Start at the line with "A shield input" in the records below, stop at the line with "options available when not", and return every line in that span exactly, the two end lines included.

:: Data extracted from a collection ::
#####
PR #2184, opened 2024-01-16
Neutral getup input improvement

jobrien97:
A shield input when knocked down will now trigger neutral getup.


WuBoytH:
Unsure if this should make it into the game in the case of missing a tech and getting up earlier than intended. Should just be left to tilting the stick upwards imo

WuBoytH:

PR #2204, opened 2024-01-20
(even more) Copy Ability Adjustments

ethangarsia517:
An addition and an adjustment for two of Kirby's, copy abilities.

**Piranha Plant's Ptooie**
[!] Kirby is now able to use the Putrid and Prickly stances. He will always copy the stance that Piranha Plant is currently using when swallowed. He is unable to change stances by himself. The only way he can change stances is by losing the ability, and swallowing Piranha Plant while she is in a different stance.

**Diddy Kong's Peanut Popgun**
[-] Kirby's shield and jump canceling of Peanut Popgun charge is no longer frame 1, and is identical to Diddy Kong's.


SkewedAskew:
I would rather that Kirby just copy the properties of whatever stance Plant was in when inhaled, as being able to swap without first discarding is inconsistent with other form change characters

PR #2206, opened 2024-01-22
Shield Mechanics Rewrite

SuddyN:
## General
- The static shield effect which previously displayed during shield hitlag will now persist until actionable again
  - When remaining shield lag is 10 frames or less, the effect will start to become transparent with alpha = remaining-frames/10

## Completely rewrote out-of-shield logic
- can now hold-buffer spotdodge/roll OOS with the c-stick on tilt/smash/special/grab stick
- can now up special OOS without a flick input (like any other up special input)

options available when not shield locking, in order of priority
- buffered aerial
- up smash / upwards item toss
- up special
- jump
- spotdodge
- roll
- item toss (not with c-stick)
- plat-drop
- parry

options available when shield locking, in order of priority
- buffered aerial
- up smash / upwards item toss
- up special
- jump (not tap jump)
- item toss (including c-stick)
- plat-drop (with simple down input)
- parry


stingers135:
Holding the c stick does not continuously buffer rolls/spotdodges. It only works for the first one if doing it from held shield.

If buffering shield + c stick from another action, you get a grab instead of a roll/spotdodge.

PR #2207, opened 2024-01-22
Roy Uair Nerf

LunchablesTX:
The goal of these changes are to make up air slightly less over-centralizing. The hitbox priority on Up Air has been swapped to reduce the amount of sweetspot up airs that can be chained in a single combo. The hitbox priority now requires you to hit the inner two hitboxes (Body or Arm) to hit the sweetspot. The reduced knockback on the tipper hitbox still allows for combos, such as tipper Uair > Jab. This should hopefully keep Up Air as a strong combo tool that requires different combo routes rather than just looping itself.

I would like to do many other changes to this character, but even without the context of any new moves/etc I still think up air could use some adjustments.

Up Air:
~ [-] Landing Lag: 8 -> 9
~ [-] BKB (Tipper): 35 -> 30
~ [-] KBG (Tipper): 70 -> 60
~ [-] Damage (Tipper): 8 -> 7
~ [-] Angle (Tipper): 90 > 80
~ [-] Hitbox priority changed

- Previously:

Sword > Arm > Body > Tip

- Now:

Arm > Body > Tip > Sword

Screenshot_2
image


elias-michaias:
The code change looks fine; needs testing and review from the balance team.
#####
:: Result for this task ::
A shield input when knocked down will now trigger neutral getup.


WuBoytH:
Unsure if this should make it into the game in the case of missing a tech and getting up earlier than intended. Should just be left to tilting the stick upwards imo

WuBoytH:

PR #2204, opened 2024-01-20
(even more) Copy Ability Adjustments

ethangarsia517:
An addition and an adjustment for two of Kirby's, copy abilities.

**Piranha Plant's Ptooie**
[!] Kirby is now able to use the Putrid and Prickly stances. He will always copy the stance that Piranha Plant is currently using when swallowed. He is unable to change stances by himself. The only way he can change stances is by losing the ability, and swallowing Piranha Plant while she is in a different stance.

**Diddy Kong's Peanut Popgun**
[-] Kirby's shield and jump canceling of Peanut Popgun charge is no longer frame 1, and is identical to Diddy Kong's.


SkewedAskew:
I would rather that Kirby just copy the properties of whatever stance Plant was in when inhaled, as being able to swap without first discarding is inconsistent with other form change characters

PR #2206, opened 2024-01-22
Shield Mechanics Rewrite

SuddyN:
## General
- The static shield effect which previously displayed during shield hitlag will now persist until actionable again
  - When remaining shield lag is 10 frames or less, the effect will start to become transparent with alpha = remaining-frames/10

## Completely rewrote out-of-shield logic
- can now hold-buffer spotdodge/roll OOS with the c-stick on tilt/smash/special/grab stick
- can now up special OOS without a flick input (like any other up special input)

options available when not shield locking, in order of priority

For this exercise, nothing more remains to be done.